[Aim of the task]: Pick up at the line with "Reverts lisa-lab/pylearn2#1339". Write it out exactly, along with each later line through the end of the data, and nothing more.

[Task data]:
=====
PR #1363, opened 2015-01-21
Revert "Added more test codes from David Kruger, dealing with cosdataset...

memimo:
Reverts lisa-lab/pylearn2#1339


lamblin:
Reverting will just make the history uglier. I'll merge #1365 directly.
=====
[Output of the task]:
Reverts lisa-lab/pylearn2#1339


lamblin:
Reverting will just make the history uglier. I'll merge #1365 directly.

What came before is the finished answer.